**Assigned task:** Both the line with "PR #568, opened 2024-01-25" and the line with "rpc DebugClearState (DebugClearStateRequest)" in the records below must appear in the output, along with every line between them, exactly and with nothing added.

**Exercise material:**
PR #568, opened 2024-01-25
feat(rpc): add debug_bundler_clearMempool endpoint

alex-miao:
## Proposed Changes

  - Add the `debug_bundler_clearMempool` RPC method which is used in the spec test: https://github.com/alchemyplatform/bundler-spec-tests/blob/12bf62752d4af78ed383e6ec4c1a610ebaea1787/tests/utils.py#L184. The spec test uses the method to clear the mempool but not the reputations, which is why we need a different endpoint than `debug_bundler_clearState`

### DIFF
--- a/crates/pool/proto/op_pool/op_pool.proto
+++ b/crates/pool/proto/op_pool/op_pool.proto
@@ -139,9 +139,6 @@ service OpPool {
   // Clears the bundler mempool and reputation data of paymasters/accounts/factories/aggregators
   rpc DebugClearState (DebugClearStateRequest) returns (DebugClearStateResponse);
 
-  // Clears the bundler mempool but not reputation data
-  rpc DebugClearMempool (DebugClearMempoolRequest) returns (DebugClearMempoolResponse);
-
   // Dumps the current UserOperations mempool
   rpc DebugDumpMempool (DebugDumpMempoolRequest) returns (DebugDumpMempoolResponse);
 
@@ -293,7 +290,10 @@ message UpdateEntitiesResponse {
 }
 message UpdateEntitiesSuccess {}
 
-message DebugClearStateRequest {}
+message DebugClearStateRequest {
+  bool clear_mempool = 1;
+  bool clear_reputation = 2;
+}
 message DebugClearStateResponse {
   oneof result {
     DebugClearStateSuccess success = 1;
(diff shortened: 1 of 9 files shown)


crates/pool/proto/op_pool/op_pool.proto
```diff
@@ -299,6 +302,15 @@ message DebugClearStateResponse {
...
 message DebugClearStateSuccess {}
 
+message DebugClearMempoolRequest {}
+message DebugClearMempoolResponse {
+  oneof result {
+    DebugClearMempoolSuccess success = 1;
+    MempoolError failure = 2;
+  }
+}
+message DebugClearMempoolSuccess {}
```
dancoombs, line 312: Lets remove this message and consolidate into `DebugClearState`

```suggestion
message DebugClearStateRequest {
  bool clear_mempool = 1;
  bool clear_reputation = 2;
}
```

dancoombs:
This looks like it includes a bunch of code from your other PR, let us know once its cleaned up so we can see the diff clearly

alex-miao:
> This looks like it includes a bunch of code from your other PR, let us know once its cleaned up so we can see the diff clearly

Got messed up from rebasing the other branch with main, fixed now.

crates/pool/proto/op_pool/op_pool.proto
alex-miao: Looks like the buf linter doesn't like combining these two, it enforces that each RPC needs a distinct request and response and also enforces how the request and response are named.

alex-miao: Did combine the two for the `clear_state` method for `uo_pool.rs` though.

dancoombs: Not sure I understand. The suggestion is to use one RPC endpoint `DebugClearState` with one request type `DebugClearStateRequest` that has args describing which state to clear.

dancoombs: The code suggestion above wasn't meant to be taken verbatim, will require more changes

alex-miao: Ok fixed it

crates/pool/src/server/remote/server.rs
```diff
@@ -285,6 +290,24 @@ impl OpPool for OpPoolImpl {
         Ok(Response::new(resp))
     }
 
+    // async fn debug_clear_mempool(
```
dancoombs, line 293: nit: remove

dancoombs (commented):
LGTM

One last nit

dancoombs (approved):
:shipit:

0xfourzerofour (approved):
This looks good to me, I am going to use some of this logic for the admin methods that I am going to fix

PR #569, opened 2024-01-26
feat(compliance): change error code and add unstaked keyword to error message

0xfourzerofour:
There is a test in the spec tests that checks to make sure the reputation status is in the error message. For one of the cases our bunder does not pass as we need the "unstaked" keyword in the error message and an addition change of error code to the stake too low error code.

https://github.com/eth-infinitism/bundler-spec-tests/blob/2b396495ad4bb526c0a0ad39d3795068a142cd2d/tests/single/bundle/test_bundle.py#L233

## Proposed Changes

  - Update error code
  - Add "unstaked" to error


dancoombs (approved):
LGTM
==
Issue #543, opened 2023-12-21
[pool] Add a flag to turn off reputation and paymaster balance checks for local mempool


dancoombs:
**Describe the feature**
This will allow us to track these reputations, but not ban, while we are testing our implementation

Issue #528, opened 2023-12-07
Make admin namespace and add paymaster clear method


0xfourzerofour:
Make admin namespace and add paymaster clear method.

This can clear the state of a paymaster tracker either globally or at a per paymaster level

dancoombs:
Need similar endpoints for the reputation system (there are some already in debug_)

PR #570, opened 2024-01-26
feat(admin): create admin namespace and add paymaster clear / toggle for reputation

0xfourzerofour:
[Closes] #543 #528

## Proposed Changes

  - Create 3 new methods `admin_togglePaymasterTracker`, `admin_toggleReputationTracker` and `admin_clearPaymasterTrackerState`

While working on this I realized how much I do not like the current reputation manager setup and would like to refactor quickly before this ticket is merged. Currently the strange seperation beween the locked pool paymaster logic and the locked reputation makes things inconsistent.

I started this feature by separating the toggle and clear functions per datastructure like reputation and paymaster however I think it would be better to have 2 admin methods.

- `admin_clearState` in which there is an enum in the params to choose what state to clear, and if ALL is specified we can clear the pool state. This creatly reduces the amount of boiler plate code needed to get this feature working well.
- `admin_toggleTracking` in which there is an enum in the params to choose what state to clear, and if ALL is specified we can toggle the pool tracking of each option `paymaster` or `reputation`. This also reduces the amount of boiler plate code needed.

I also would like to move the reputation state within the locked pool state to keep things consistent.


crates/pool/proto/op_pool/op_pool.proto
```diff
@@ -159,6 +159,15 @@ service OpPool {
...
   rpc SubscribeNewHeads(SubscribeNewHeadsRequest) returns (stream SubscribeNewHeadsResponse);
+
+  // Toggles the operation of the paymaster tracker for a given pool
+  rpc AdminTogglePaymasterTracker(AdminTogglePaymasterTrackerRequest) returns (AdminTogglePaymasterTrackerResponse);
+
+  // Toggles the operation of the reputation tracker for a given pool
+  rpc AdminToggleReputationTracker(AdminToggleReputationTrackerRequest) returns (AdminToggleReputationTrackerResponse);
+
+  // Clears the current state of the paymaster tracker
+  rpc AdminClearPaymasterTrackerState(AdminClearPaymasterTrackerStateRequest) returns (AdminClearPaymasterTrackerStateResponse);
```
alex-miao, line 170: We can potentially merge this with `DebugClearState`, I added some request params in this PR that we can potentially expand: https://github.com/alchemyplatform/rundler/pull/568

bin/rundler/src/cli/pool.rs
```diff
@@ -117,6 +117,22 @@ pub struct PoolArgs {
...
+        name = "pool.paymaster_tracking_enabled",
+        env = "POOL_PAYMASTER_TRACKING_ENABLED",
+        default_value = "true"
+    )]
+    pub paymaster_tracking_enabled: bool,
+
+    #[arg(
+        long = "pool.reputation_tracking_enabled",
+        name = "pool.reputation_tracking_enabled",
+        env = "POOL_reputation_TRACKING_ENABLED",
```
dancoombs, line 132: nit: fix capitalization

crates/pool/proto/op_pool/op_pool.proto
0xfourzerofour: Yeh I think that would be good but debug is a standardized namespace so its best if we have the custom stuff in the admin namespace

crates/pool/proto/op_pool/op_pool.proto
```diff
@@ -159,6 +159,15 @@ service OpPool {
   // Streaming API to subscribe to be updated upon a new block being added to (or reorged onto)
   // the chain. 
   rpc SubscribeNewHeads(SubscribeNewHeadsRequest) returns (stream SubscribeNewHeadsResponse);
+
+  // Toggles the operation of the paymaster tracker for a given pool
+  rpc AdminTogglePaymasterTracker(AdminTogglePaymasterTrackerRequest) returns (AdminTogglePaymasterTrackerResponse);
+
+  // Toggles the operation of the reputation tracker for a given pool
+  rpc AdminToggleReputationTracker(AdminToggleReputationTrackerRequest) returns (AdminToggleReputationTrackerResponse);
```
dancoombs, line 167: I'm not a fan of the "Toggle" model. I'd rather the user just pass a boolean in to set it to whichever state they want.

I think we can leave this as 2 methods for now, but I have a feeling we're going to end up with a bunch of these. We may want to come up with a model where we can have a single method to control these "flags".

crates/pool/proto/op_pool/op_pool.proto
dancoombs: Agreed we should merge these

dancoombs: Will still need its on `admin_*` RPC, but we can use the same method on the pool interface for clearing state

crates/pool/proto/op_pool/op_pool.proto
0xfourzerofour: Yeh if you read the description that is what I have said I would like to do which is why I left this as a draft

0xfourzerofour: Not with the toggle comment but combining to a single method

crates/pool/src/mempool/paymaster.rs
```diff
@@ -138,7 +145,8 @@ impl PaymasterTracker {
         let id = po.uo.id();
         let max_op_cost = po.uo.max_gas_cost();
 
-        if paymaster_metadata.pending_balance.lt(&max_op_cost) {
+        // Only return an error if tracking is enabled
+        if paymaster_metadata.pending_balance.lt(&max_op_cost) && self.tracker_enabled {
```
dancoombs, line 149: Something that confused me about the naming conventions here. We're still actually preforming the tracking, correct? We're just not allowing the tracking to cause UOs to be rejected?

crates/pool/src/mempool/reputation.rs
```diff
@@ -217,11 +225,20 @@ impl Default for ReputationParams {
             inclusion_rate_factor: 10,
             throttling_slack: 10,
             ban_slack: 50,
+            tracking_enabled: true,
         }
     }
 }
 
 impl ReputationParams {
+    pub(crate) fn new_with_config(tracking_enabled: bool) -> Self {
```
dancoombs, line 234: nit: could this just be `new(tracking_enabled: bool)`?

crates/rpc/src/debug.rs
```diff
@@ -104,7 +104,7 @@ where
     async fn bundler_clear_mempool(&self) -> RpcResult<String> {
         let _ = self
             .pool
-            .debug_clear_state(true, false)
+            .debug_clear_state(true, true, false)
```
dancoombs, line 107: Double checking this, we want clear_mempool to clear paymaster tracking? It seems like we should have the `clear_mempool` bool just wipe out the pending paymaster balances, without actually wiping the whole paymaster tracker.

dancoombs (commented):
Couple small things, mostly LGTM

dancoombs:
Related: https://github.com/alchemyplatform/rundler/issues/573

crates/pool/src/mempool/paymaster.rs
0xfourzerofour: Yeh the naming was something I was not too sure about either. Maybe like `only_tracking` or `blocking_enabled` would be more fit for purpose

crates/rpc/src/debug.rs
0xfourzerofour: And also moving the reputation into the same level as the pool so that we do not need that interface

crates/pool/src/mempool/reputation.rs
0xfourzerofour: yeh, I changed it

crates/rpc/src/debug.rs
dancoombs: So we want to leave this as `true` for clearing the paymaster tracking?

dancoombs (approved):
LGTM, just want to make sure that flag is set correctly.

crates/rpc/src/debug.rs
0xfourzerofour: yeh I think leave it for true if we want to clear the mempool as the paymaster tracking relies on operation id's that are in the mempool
--
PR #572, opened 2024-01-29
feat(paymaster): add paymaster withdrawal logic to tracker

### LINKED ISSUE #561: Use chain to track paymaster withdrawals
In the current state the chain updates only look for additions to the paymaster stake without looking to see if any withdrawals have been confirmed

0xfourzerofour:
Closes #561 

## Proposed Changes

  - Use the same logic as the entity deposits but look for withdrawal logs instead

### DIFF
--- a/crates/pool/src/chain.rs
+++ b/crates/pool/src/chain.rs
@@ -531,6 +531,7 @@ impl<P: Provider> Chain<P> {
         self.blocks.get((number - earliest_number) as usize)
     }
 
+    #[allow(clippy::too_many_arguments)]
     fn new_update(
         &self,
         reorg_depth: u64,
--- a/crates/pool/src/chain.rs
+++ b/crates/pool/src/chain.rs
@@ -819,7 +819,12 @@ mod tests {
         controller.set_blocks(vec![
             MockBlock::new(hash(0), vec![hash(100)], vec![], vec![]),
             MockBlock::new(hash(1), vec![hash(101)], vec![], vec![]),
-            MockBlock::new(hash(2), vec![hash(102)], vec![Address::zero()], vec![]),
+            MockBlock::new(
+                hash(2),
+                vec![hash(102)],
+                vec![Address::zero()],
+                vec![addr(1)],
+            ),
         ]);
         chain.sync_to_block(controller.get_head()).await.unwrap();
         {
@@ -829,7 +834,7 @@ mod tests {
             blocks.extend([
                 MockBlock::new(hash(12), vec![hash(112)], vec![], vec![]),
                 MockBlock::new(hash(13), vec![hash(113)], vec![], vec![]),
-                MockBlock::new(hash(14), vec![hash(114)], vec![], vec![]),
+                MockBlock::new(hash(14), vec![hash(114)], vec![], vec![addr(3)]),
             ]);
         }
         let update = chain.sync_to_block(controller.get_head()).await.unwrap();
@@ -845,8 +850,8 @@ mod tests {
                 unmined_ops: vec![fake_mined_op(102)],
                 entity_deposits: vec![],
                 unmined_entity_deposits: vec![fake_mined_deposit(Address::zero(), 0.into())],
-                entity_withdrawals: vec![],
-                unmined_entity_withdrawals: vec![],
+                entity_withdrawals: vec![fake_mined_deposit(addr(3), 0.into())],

**Response to this exercise:**
PR #568, opened 2024-01-25
feat(rpc): add debug_bundler_clearMempool endpoint

alex-miao:
## Proposed Changes

  - Add the `debug_bundler_clearMempool` RPC method which is used in the spec test: https://github.com/alchemyplatform/bundler-spec-tests/blob/12bf62752d4af78ed383e6ec4c1a610ebaea1787/tests/utils.py#L184. The spec test uses the method to clear the mempool but not the reputations, which is why we need a different endpoint than `debug_bundler_clearState`

### DIFF
--- a/crates/pool/proto/op_pool/op_pool.proto
+++ b/crates/pool/proto/op_pool/op_pool.proto
@@ -139,9 +139,6 @@ service OpPool {
   // Clears the bundler mempool and reputation data of paymasters/accounts/factories/aggregators
   rpc DebugClearState (DebugClearStateRequest) returns (DebugClearStateResponse);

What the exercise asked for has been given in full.